Meta-learning for wrestling

Two spidery 3D renders wrestling on a stage
We show that for the task of simulated robot wrestling, a meta-learning agent can learn to quickly defeat a stronger non-meta-learning agent, and also show that the meta-learning agent can adapt to physical malfunction.

We’ve extended the Model-Agnostic Meta-Learning (MAML) algorithm by basing its objective function on optimizing against pairs of environments, rather than single ones as in stock MAML. MAML initializes the policies of our agents so that after only a small number of parameter updates during execution on a new environment (or task) the agents learn to do better in that environment. The policy parameter updates at execution are done via gradient ascent steps on the reward collected during the few episodes of initial interaction with a new environment. By training on pairs we’re able to create policies that quickly adapt to previously unseen environments, as long as the environment doesn’t diverge too wildly from previous ones.

To test our continuous adaptation approach we designed 3 types of agents—Ant (4-leg), Bug (6-leg), and Spider (8-leg)—and set up a multi-round game where each agent played several matches against the same opponent and adapted its policy parameters between the rounds to better counter the opponent’s policy.

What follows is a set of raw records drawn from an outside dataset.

PR #2244, opened 2022-08-14
Implement additional file operation in NonBlockingFileIO

artemredkin:
Motivation:
Basic set of function that NonBlockingFileIO provides is enough to read and write files, but as we get more and more into fully asynchronous world we need other non-blocking file-related function.

Modifications:
 - Adds support for getting file information using `lstat`
 - Adds ability to create a symlink, delete symlink and read it's destination
 - Adds ability to list directories
 - Adds ability to rename and remove files

### DIFF
--- a/Sources/NIOPosix/NonBlockingFileIO.swift
+++ b/Sources/NIOPosix/NonBlockingFileIO.swift
@@ -627,4 +627,134 @@ public struct NonBlockingFileIO: Sendable {
         }
     }
 
+#if !os(Windows)
+    /// Returns information about a file at `path` on a private thread pool which is separate from any `EventLoop` thread.
+    ///
+    /// - note: If `path` is a symlink, information about the link, not the file it points to.
+    ///
+    /// - parameters:
+    ///     - path: The path of the file to get information about.
+    ///     - eventLoop: The `EventLoop` on which the returned `EventLoopFuture` will fire.
+    /// - returns: An `EventLoopFuture` containing file information.
+    public func lstat(path: String, eventLoop: EventLoop) -> EventLoopFuture<stat> {
+        return self.threadPool.runIfActive(eventLoop: eventLoop) {
+            var s = stat()
+            try Posix.lstat(pathname: path, outStat: &s)
+            return s
+        }
+    }
+
+    /// Creates a symbolic link to a  `destination` file  at `path` on a private thread pool which is separate from any `EventLoop` thread.
+    ///
+    /// - parameters:
+    ///     - path: The path of the link.
+    ///     - destination: Target path where this link will point to.
+    ///     - eventLoop: The `EventLoop` on which the returned `EventLoopFuture` will fire.
+    /// - returns: An `EventLoopFuture` which is fulfilled if the rename was successful or fails on error.
+    public func symlink(path: String, to destination: String, eventLoop: EventLoop) -> EventLoopFuture<Void> {
+        return self.threadPool.runIfActive(eventLoop: eventLoop) {
+            try Posix.symlink(pathname: path, destination: destination)
+        }
+    }
+
+    /// Returns target of the symbolic link at `path` on a private thread pool which is separate from any `EventLoop` thread.
+    ///
+    /// - parameters:
+    ///     - path: The path of the link to read.
+    ///     - eventLoop: The `EventLoop` on which the returned `EventLoopFuture` will fire.
+    /// - returns: An `EventLoopFuture` containing link target.
+    public func readlink(path: String, eventLoop: EventLoop) -> EventLoopFuture<String> {
+        return self.threadPool.runIfActive(eventLoop: eventLoop) {
+            let maxLength = Int(PATH_MAX)
+            let pointer = UnsafeMutableBufferPointer<CChar>.allocate(capacity: maxLength)
+            defer {
+                pointer.deallocate()
+            }
+            let length = try Posix.readlink(pathname: path, outPath: pointer.baseAddress!, outPathSize: maxLength)
+            return String(decoding: UnsafeRawBufferPointer(pointer).prefix(length), as: UTF8.self)
+        }
+    }
+
+    /// Removes symbolic link at `path` on a private thread pool which is separate from any `EventLoop` thread.
+    ///
+    /// - parameters:
+    ///     - path: The path of the link to remove.
+    ///     - eventLoop: The `EventLoop` on which the returned `EventLoopFuture` will fire.
+    /// - returns: An `EventLoopFuture` which is fulfilled if the rename was successful or fails on error.
+    public func unlink(path: String, eventLoop: EventLoop) -> EventLoopFuture<Void> {
+        return self.threadPool.runIfActive(eventLoop: eventLoop) {
+            try Posix.unlink(pathname: path)
+        }
+    }
+
+    /// List contents of the directory at `path` on a private thread pool which is separate from any `EventLoop` thread.
+    ///
+    /// - parameters:
+    ///     - path: The path of the directory to list the content of.
+    ///     - eventLoop: The `EventLoop` on which the returned `EventLoopFuture` will fire.
+    /// - returns: An `EventLoopFuture` containing the directory entries.
+    public func listDirectory(path: String, eventLoop: EventLoop) -> EventLoopFuture<[NIODirectoryEntry]> {
+        return self.threadPool.runIfActive(eventLoop: eventLoop) {
+            let dir = try Posix.opendir(pathname: path)
+            var entries: [NIODirectoryEntry] = []
+            do {
+                while let entry = try Posix.readdir(dir: dir) {
+                    let name = withUnsafeBytes(of: entry.pointee.d_name) { pointer -> String in
+                        let ptr = pointer.baseAddress!.assumingMemoryBound(to: CChar.self)
+                        return String(cString: ptr)
+                    }
+                    entries.append(NIODirectoryEntry(ino: UInt64(entry.pointee.d_ino), type: entry.pointee.d_type, name: name))
+                }
+                try? Posix.closedir(dir: dir)
+            } catch {
+                try? Posix.closedir(dir: dir)
+                throw error
+            }
+            return entries
+        }
+    }
+
+    /// Renames the file at `path` to `newName` on a private thread pool which is separate from any `EventLoop` thread.
+    ///
+    /// - parameters:
+    ///     - path: The path of the file to be renamed.
+    ///     - newName: New file name.
+    ///     - eventLoop: The `EventLoop` on which the returned `EventLoopFuture` will fire.
+    /// - returns: An `EventLoopFuture` which is fulfilled if the rename was successful or fails on error.
+    public func rename(path: String, newName: String, eventLoop: EventLoop) -> EventLoopFuture<Void> {
+        return self.threadPool.runIfActive(eventLoop: eventLoop) {
+            try Posix.rename(pathname: path, newName: newName)
+        }
+    }
+
+    /// Removes the file at `path` on a private thread pool which is separate from any `EventLoop` thread.
+    ///
+    /// - parameters:
+    ///     - path: The path of the file to be removed.
+    ///     - eventLoop: The `EventLoop` on which the returned `EventLoopFuture` will fire.
+    /// - returns: An `EventLoopFuture` which is fulfilled if the remove was successful or fails on error.
+    public func remove(path: String, eventLoop: EventLoop) -> EventLoopFuture<Void> {
+        return self.threadPool.runIfActive(eventLoop: eventLoop) {
+            try Posix.remove(pathname: path)
+        }
+    }
+#endif
 }
+
+#if !os(Windows)
+/// A `NIODirectoryEntry` represents a single directory entry.
+public struct NIODirectoryEntry: Hashable {
+    // File number of entry
+    public var ino: UInt64
+    // File type
+    public var type: UInt8
+    // File name
+    public var name: String
+
+    public init(ino: UInt64, type: UInt8, name: String) {
+        self.ino = ino
+        self.type = type
+        self.name = name
+    }
+}
+#endif
--- a/Sources/NIOPosix/System.swift
+++ b/Sources/NIOPosix/System.swift
@@ -110,11 +110,27 @@ private let sysSocketpair: @convention(c) (CInt, CInt, CInt, UnsafeMutablePointe
 #if os(Linux)
 private let sysFstat: @convention(c) (CInt, UnsafeMutablePointer<stat>) -> CInt = fstat
 private let sysStat: @convention(c) (UnsafePointer<CChar>, UnsafeMutablePointer<stat>) -> CInt = stat
+private let sysLstat: @convention(c) (UnsafePointer<CChar>, UnsafeMutablePointer<stat>) -> CInt = lstat
+private let sysSymlink: @convention(c) (UnsafePointer<CChar>, UnsafePointer<CChar>) -> CInt = symlink
+private let sysReadlink: @convention(c) (UnsafePointer<CChar>, UnsafeMutablePointer<CChar>, Int) -> CLong = readlink
 private let sysUnlink: @convention(c) (UnsafePointer<CChar>) -> CInt = unlink
+private let sysOpendir: @convention(c) (UnsafePointer<CChar>) -> OpaquePointer? = opendir
+private let sysReaddir: @convention(c) (OpaquePointer) -> UnsafeMutablePointer<dirent>? = readdir
+private let sysClosedir: @convention(c) (OpaquePointer) -> CInt = closedir
+private let sysRename: @convention(c) (UnsafePointer<CChar>?, UnsafePointer<CChar>?) -> CInt = rename
+private let sysRemove: @convention(c) (UnsafePointer<CChar>?) -> CInt = remove
 #elseif os(macOS) || os(iOS) || os(watchOS) || os(tvOS) || os(Android)
 private let sysFstat: @convention(c) (CInt, UnsafeMutablePointer<stat>?) -> CInt = fstat
 private let sysStat: @convention(c) (UnsafePointer<CChar>?, UnsafeMutablePointer<stat>?) -> CInt = stat
+private let sysLstat: @convention(c) (UnsafePointer<CChar>?, UnsafeMutablePointer<stat>?) -> CInt = lstat
+private let sysSymlink: @convention(c) (UnsafePointer<CChar>?, UnsafePointer<CChar>?) -> CInt = symlink
+private let sysReadlink: @convention(c) (UnsafePointer<CChar>?, UnsafeMutablePointer<CChar>?, Int) -> CLong = readlink
 private let sysUnlink: @convention(c) (UnsafePointer<CChar>?) -> CInt = unlink
+private let sysOpendir: @convention(c) (UnsafePointer<CChar>?) -> UnsafeMutablePointer<DIR>? = opendir
+private let sysReaddir: @convention(c) (UnsafeMutablePointer<DIR>?) -> UnsafeMutablePointer<dirent>? = readdir
+private let sysClosedir: @convention(c) (UnsafeMutablePointer<DIR>?) -> CInt = closedir
+private let sysRename: @convention(c) (UnsafePointer<CChar>?, UnsafePointer<CChar>?) -> CInt = rename
+private let sysRemove: @convention(c) (UnsafePointer<CChar>?) -> CInt = remove
 #endif
 #if os(Linux) || os(Android)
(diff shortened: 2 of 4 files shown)


Sources/NIOPosix/NonBlockingFileIO.swift
```diff
@@ -627,4 +627,84 @@ public struct NonBlockingFileIO: NIOSendable {
         }
     }
 
+    public func lstat(path: String, eventLoop: EventLoop) -> EventLoopFuture<stat> {
+        return self.threadPool.runIfActive(eventLoop: eventLoop) {
+            let pointer = UnsafeMutablePointer<stat>.allocate(capacity: 1)
```
Lukasa, line 632: No need for the stack allocated pointer, you can just do `var s = stat()` and then pass it in using `&`.

Sources/NIOPosix/NonBlockingFileIO.swift
```diff
@@ -627,4 +627,84 @@ public struct NonBlockingFileIO: NIOSendable {
...
+    public func symlink(path: String, to destination: String, eventLoop: EventLoop) -> EventLoopFuture<Void> {
+        return self.threadPool.runIfActive(eventLoop: eventLoop) {
+            try Posix.symlink(pathname: path, destination: destination)
+        }
+    }
+
+    public func readlink(path: String, eventLoop: EventLoop) -> EventLoopFuture<String> {
+        return self.threadPool.runIfActive(eventLoop: eventLoop) {
+            let maxLength = 1026
+            let pointer = UnsafeMutablePointer<CChar>.allocate(capacity: maxLength)
```
Lukasa, line 650: Prefer `String(unsafeUninitializedCapacity:initializingWith:)`

Lukasa (commented):
A few quick comments as I was spinning through.

Sources/NIOPosix/NonBlockingFileIO.swift
```diff
@@ -627,4 +627,84 @@ public struct NonBlockingFileIO: NIOSendable {
...
+
+    public func symlink(path: String, to destination: String, eventLoop: EventLoop) -> EventLoopFuture<Void> {
+        return self.threadPool.runIfActive(eventLoop: eventLoop) {
+            try Posix.symlink(pathname: path, destination: destination)
+        }
+    }
+
+    public func readlink(path: String, eventLoop: EventLoop) -> EventLoopFuture<String> {
+        return self.threadPool.runIfActive(eventLoop: eventLoop) {
+            let maxLength = 1026
```
dnadoba, line 649: If `1026` is on purpose, can you document why exactly this length

Sources/NIOPosix/NonBlockingFileIO.swift
artemredkin: we don't get a number a number bytes in the resulting pointer, we just expect that it will be `\0`-terminated

Sources/NIOPosix/NonBlockingFileIO.swift
artemredkin: replaced with `MAX_PATH`

Sources/NIOPosix/NonBlockingFileIO.swift
artemredkin: 🙏

Sources/NIOPosix/NonBlockingFileIO.swift
```diff
@@ -627,4 +627,150 @@ public struct NonBlockingFileIO: NIOSendable {
...
+    }
+
+    /// Creates a symbolic link to a  `destination` file  at `path` on a private thread pool which is separate from any `EventLoop` thread.
+    ///
+    /// - parameters:
+    ///     - path: The path of the link.
+    ///     - destination: Target path where this link will point to.
+    ///     - eventLoop: The `EventLoop` on which the returned `EventLoopFuture` will fire.
+    /// - returns: An `EventLoopFuture` which is fulfilled if the rename was successful or fails on error.
+    public func symlink(path: String, to destination: String, eventLoop: EventLoop) -> EventLoopFuture<Void> {
```
artemredkin, line 654: I wonder if we should stick with close-to-syscall naming or go with foundation-esque naming? `createSymbolicLink`, `attributesOfAnItem` or similar...

Lukasa: I'm inclined for us to stick to close-to-syscall naming: this is NIOPosix, after all, we aren't pretending to cross-platform compatibility here.

Sources/NIOPosix/NonBlockingFileIO.swift
```diff
@@ -627,4 +627,150 @@ public struct NonBlockingFileIO: Sendable {
...
+    /// - returns: An `EventLoopFuture` containing the file list.
+    public func listDirectory(path: String, eventLoop: EventLoop) -> EventLoopFuture<[String]> {
+        return self.threadPool.runIfActive(eventLoop: eventLoop) {
+            let dir = try Posix.opendir(pathname: path)
+            var entries: [String] = []
+            do {
+                while let entry = try Posix.readdir(dir: dir) {
+                    let name = withUnsafeBytes(of: entry.pointee.d_name) { pointer -> String in
+                        let ptr = pointer.baseAddress!.assumingMemoryBound(to: CChar.self)
+                        return String(cString: ptr)
```
Lukasa, line 739: Prefer using buffer pointers and `d_namlen`.

Lukasa: Relatedly, should this be slightly richer? Should we include the type info from `dirent`?

Sources/NIOPosix/System.swift
```diff
@@ -644,12 +663,121 @@ internal enum Posix {
...
+    @inline(never)
+    public static func unlink(pathname: String) throws {
         _ = try syscall(blocking: false) {
             sysUnlink(pathname)
         }
     }
 
+    @inline(never)
+    public static func mkdir(pathname: String, mode: mode_t) throws {
+        _ = try syscall(blocking: true) {
```
Lukasa, line 695: Blocking should be `false`, this cannot return `EAGAIN` or `EWOULDBLOCK`.

Sources/NIOPosix/System.swift
```diff
@@ -644,12 +663,121 @@ internal enum Posix {
...
+            sysMkdir(pathname, mode)
+        }
+    }
+
+#if os(macOS) || os(iOS) || os(watchOS) || os(tvOS)
+    @inline(never)
+    public static func mkpath(pathname: String, mode: mode_t) throws {
+        _ = try syscall(blocking: true) {
```
Lukasa, line 703: Blocking should be `false`, this cannot return `EAGAIN` or `EWOULDBLOCK`.

Sources/NIOPosix/System.swift
```diff
@@ -644,12 +663,121 @@ internal enum Posix {
...
+            sysMkpath(pathname, mode)
+        }
+    }
+#endif
+
+#if os(macOS) || os(iOS) || os(watchOS) || os(tvOS)
+    @inline(never)
+    public static func opendir(pathname: String) throws -> UnsafeMutablePointer<DIR> {
+        guard let result = sysOpendir(pathname) else {
```
Lukasa, line 712: This is missing the retry on `EINTR` logic. Can I propose adding a syscall helper for functions that return pointers?

Sources/NIOPosix/System.swift
```diff
@@ -644,12 +663,121 @@ internal enum Posix {
...
+            let err = errno
+            throw IOError(errnoCode: err, reason: #function)
+        }
+        return result
+    }
+
+    @inline(never)
+    public static func readdir(dir: UnsafeMutablePointer<DIR>) throws -> UnsafeMutablePointer<dirent>? {
+        guard let result = sysReaddir(dir) else {
```
Lukasa, line 721: Same note here on `EINTR`.

Sources/NIOPosix/System.swift
```diff
@@ -644,12 +663,121 @@ internal enum Posix {
...
+    @inline(never)
+    public static func closedir(dir: UnsafeMutablePointer<DIR>) throws {
+        _ = try syscall(blocking: true) {
+            sysClosedir(dir)
+        }
+    }
+#elseif os(Linux) || os(FreeBSD) || os(Android)
+    @inline(never)
+    public static func opendir(pathname: String) throws -> OpaquePointer {
+        guard let result = sysOpendir(pathname) else {
```
Lukasa, line 740: Same note here.

Sources/NIOPosix/System.swift
```diff
@@ -644,12 +663,121 @@ internal enum Posix {
...
+            let err = errno
+            throw IOError(errnoCode: err, reason: #function)
+        }
+        return result
+    }
+
+    @inline(never)
+    public static func readdir(dir: OpaquePointer) throws -> UnsafeMutablePointer<dirent>? {
+        guard let result = sysReaddir(dir) else {
```
Lukasa, line 749: Same note here.

Lukasa (changes requested):

Sources/NIOPosix/NonBlockingFileIO.swift
```diff
@@ -627,4 +627,150 @@ public struct NonBlockingFileIO: Sendable {
...
+        return self.threadPool.runIfActive(eventLoop: eventLoop) {
+            if createIntermediates {
+#if os(macOS) || os(iOS) || os(watchOS) || os(tvOS)
+                try Posix.mkpath(pathname: path, mode: mode)
+#else
+                // ensure that intermediate directories exist
+                let startIndex = path.startIndex
+                var endIndex = path.index(after: startIndex)
+                while endIndex != path.endIndex {
+                    if path[endIndex] == "/" {
```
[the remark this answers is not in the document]
artemredkin: would you be open to having a darwin-specific call that has `withIntermediateDirectories`? since we have a helper for it provided by the OS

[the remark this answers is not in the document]
Lukasa: Maybe let's just kick this out of this PR entirely and do a separate PR entirely focused on that function, so we can get the implementation right.

Sources/NIOPosix/NonBlockingFileIO.swift
```diff
@@ -627,4 +627,150 @@ public struct NonBlockingFileIO: Sendable {
...
+    ///     - eventLoop: The `EventLoop` on which the returned `EventLoopFuture` will fire.
+    /// - returns: An `EventLoopFuture` containing link target.
+    public func readlink(path: String, eventLoop: EventLoop) -> EventLoopFuture<String> {
+        return self.threadPool.runIfActive(eventLoop: eventLoop) {
+            let maxLength = Int(PATH_MAX)
+            let pointer = UnsafeMutablePointer<CChar>.allocate(capacity: maxLength)
+            defer {
+                pointer.deallocate()
+            }
+            try Posix.readlink(pathname: path, outPath: pointer, outPathSize: maxLength)
```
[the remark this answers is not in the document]
artemredkin: done, thanks!

Sources/NIOPosix/System.swift
```diff
@@ -644,12 +663,121 @@ internal enum Posix {
...
+    @inline(never)
+    public static func symlink(pathname: String, destination: String) throws {
+        _ = try syscall(blocking: true) {
+            sysSymlink(destination, pathname)
+        }
+    }
+
+    @inline(never)
+    public static func readlink(pathname: String, outPath: UnsafeMutablePointer<CChar>, outPathSize: Int) throws {
+        _ = try syscall(blocking: true) {
```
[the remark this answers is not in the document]
artemredkin: done, thanks!

Sources/NIOPosix/System.swift
```diff
@@ -644,12 +663,121 @@ internal enum Posix {
...
-    internal static func unlink(pathname: String) throws {
+    internal static func lstat(pathname: String, outStat: UnsafeMutablePointer<stat>) throws {
+        _ = try syscall(blocking: false) {
+            sysLstat(pathname, outStat)
+        }
+    }
+
+    @inline(never)
+    public static func symlink(pathname: String, destination: String) throws {
+        _ = try syscall(blocking: true) {
```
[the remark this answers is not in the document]
artemredkin: done, thanks!

Sources/NIOPosix/NonBlockingFileIO.swift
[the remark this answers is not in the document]
artemredkin: agreed, removed all mkdir-related stuff

Sources/NIOPosix/System.swift
artemredkin: removed for now

Sources/NIOPosix/System.swift
artemredkin: removed for now

Sources/NIOPosix/System.swift
artemredkin: done, thanks!

Sources/NIOPosix/System.swift
artemredkin: done, thanks!

Sources/NIOPosix/System.swift
artemredkin: done, thanks!

Sources/NIOPosix/System.swift
artemredkin: done, thanks!

Sources/NIOPosix/NonBlockingFileIO.swift
artemredkin: on linux it's a null-terminated string if I'm not mistaken, for darwin added using a buffer pointer, plus added a struct with 2 additional fields instead of just string

Sources/NIOPosix/NonBlockingFileIO.swift
```diff
@@ -627,4 +627,132 @@ public struct NonBlockingFileIO: Sendable {
...
+    ///     - path: The path of the link to remove.
+    ///     - eventLoop: The `EventLoop` on which the returned `EventLoopFuture` will fire.
+    /// - returns: An `EventLoopFuture` which is fulfilled if the rename was successful or fails on error.
+    public func unlink(path: String, eventLoop: EventLoop) -> EventLoopFuture<Void> {
+        return self.threadPool.runIfActive(eventLoop: eventLoop) {
+            try Posix.unlink(pathname: path)
+        }
+    }
+
+    public struct DirectoryEntry {
```
Lukasa, line 690: This type needs a doc comment, both on the type and on the properties. All the properties need to be public, we need a public memberwise initializer, and this should probably be `Hashable` too.

Sources/NIOPosix/NonBlockingFileIO.swift
```diff
@@ -627,4 +627,132 @@ public struct NonBlockingFileIO: Sendable {
...
+    public func listDirectory(path: String, eventLoop: EventLoop) -> EventLoopFuture<[DirectoryEntry]> {
+        return self.threadPool.runIfActive(eventLoop: eventLoop) {
+            let dir = try Posix.opendir(pathname: path)
+            var entries: [DirectoryEntry] = []
+            do {
+                while let entry = try Posix.readdir(dir: dir) {
+                    let name = withUnsafeBytes(of: entry.pointee.d_name) { pointer -> String in
+                        // Per man readdir(3):
+                        // struct dirent {
+                        //  char d_name[256]; /* Null-terminated filename */
```
Lukasa, line 714: Can you move this comment into the `os(Linux)` block and then an equivalent manual page comment from macOS into the other block?

Lukasa: Relatedly @buttaface, do you know if Android behaves more like macOS or more like Linux here?

Sources/NIOPosix/System.swift
```diff
@@ -644,12 +740,91 @@ internal enum Posix {
...
+    public static func opendir(pathname: String) throws -> UnsafeMutablePointer<DIR> {
+        return try syscall {
+            sysOpendir(pathname)
+        }
+    }
+
+    @inline(never)
+    public static func readdir(dir: UnsafeMutablePointer<DIR>) throws -> UnsafeMutablePointer<dirent>? {
+        return try syscallOptional {
+            sysReaddir(dir)
```
Lukasa, line 781: Can we set `errno = 0` before this call?

Sources/NIOPosix/System.swift
```diff
@@ -644,12 +740,91 @@ internal enum Posix {
...
+    public static func opendir(pathname: String) throws -> OpaquePointer {
+        return try syscall {
+            sysOpendir(pathname)
+        }
+    }
+
+    @inline(never)
+    public static func readdir(dir: OpaquePointer) throws -> UnsafeMutablePointer<dirent>? {
+        return try syscallOptional {
+            sysReaddir(dir)
```
Lukasa, line 802: Similarly, can we set `errno = 0` here before this call?

Lukasa (changes requested):

Sources/NIOPosix/NonBlockingFileIO.swift
buttaface: It appears to [behave the same as linux](https://android.googlesource.com/platform/bionic/+/refs/heads/master/libc/include/dirent.h#71), so please add an Android conditional here too.

Sources/NIOPosix/NonBlockingFileIO.swift
artemredkin: Should this be namespaced or a top-level type? wdyt?

Sources/NIOPosix/NonBlockingFileIO.swift
artemredkin: should we just use `d_namlen` in all cases instead?

artemredkin: actually, it seems that `d_name` is null-terminated on darwin too:
```
A directory entry has a struct dirent at the front of it, containing its
inode number, the length of the entry, and the length of the name
contained in the entry.  These are followed by the name padded to a 4
byte boundary with null bytes.  All names are guaranteed null terminated.
```

Sources/NIOPosix/NonBlockingFileIO.swift
artemredkin: should `listDirectory` be `readdir` then? Although we do have `openFile` and not `open`...

Sources/NIOPosix/System.swift
artemredkin: added this to `syscallOptional `

Sources/NIOPosix/System.swift
artemredkin: added this to `syscallOptional `

Sources/NIOPosix/NonBlockingFileIO.swift
artemredkin: converted to read null-terminated string in all cases

Sources/NIOPosix/NonBlockingFileIO.swift
artemredkin: added doc comment, hashable conformance and public memberwise init, made fields public and moved outside of `NonBlockingFileIO` type for now

Sources/NIOPosix/System.swift
```diff
@@ -249,6 +265,91 @@ internal func syscall<T: FixedWidthInteger>(blocking: Bool,
     }
 }
 
+@inline(__always)
+@discardableResult
+internal func syscall<T>(where function: String = #function,
```
artemredkin, line 270: this helper and `syscall` variant that operates on the `OpaquePointer` seem to be platform-specific and used once (at least for now), do you think it's worth inlining them or making them plaftorm-specific?

Lukasa: I think it's fine to keep them separate. It makes it easier to follow the general pattern.

Sources/NIOPosix/NonBlockingFileIO.swift
Lukasa: I'm open to leaving this as-is.

Sources/NIOPosix/NonBlockingFileIO.swift
```diff
@@ -627,4 +627,134 @@ public struct NonBlockingFileIO: Sendable {
...
+        return self.threadPool.runIfActive(eventLoop: eventLoop) {
+            try Posix.remove(pathname: path)
+        }
+    }
+#endif
+}
+
+#if !os(Windows)
+/// A `DirectoryEntry` represents a single directory entry.
+public struct DirectoryEntry: Hashable {
```
Lukasa, line 746: This needs to be namespaced with `NIO` in front of it.

Lukasa (approved):

Sources/NIOPosix/NonBlockingFileIO.swift
artemredkin: fixed, thanks!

In tests, we found that agents that could adapt their tactics are much better competitors than agents that have fixed policies. After training over a hundred agents, some of which learned fixed policies and others learned to adapt, we evaluated the fitness of each agent.

Learning on the fly can also let agents deal with unusual changes in their own bodies as well, like adapting to some of their own limbs losing functionality over time. This suggests we can use techniques like this to develop agents that can handle both changes in their external environment and also changes in their own bodies or internal states.

We’re exploring meta-learning as part of our work on large-scale multi-agent research. Additionally, we’re releasing the MuJoCo environments and trained policies used in this work so that others can experiment with these systems.